§ **PROBLEM DETAILS**: Exact copies of all entries are expected.

[Stored data entries]
------------------------------------------------------------

PR #595, opened 2020-08-25
Eliminate schemeCall

### LINKED ISSUE #446: Eliminate schemeCall in the library
Rewriting uses of `schemeCall` to use `%foreign` in `libs` will be a great help now that we have an official non-scheme backend as well as an API for other backends.

Russoul:
A follow-up to #281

------------------------------------------------------------

§ **RESULT OF THIS EXERCISE**:
PR #595, opened 2020-08-25
Eliminate schemeCall

### LINKED ISSUE #446: Eliminate schemeCall in the library
Rewriting uses of `schemeCall` to use `%foreign` in `libs` will be a great help now that we have an official non-scheme backend as well as an API for other backends.

Russoul:
A follow-up to #281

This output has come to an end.